WHAT THE EXERCISE ASKS:
Filtering the records below, copy only those lines that include the word "python".

──────────

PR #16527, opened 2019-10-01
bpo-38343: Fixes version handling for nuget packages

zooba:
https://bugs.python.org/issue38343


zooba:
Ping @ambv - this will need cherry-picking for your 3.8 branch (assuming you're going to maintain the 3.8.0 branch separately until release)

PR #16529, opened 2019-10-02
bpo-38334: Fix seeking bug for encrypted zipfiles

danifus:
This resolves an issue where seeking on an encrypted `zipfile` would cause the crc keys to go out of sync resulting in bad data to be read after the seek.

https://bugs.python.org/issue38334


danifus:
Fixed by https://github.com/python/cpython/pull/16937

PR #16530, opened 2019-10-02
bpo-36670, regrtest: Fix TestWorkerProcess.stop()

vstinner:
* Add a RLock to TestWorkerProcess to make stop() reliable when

──────────

YOUR SOLUTION:
https://bugs.python.org/issue38343
https://bugs.python.org/issue38334
Fixed by https://github.com/python/cpython/pull/16937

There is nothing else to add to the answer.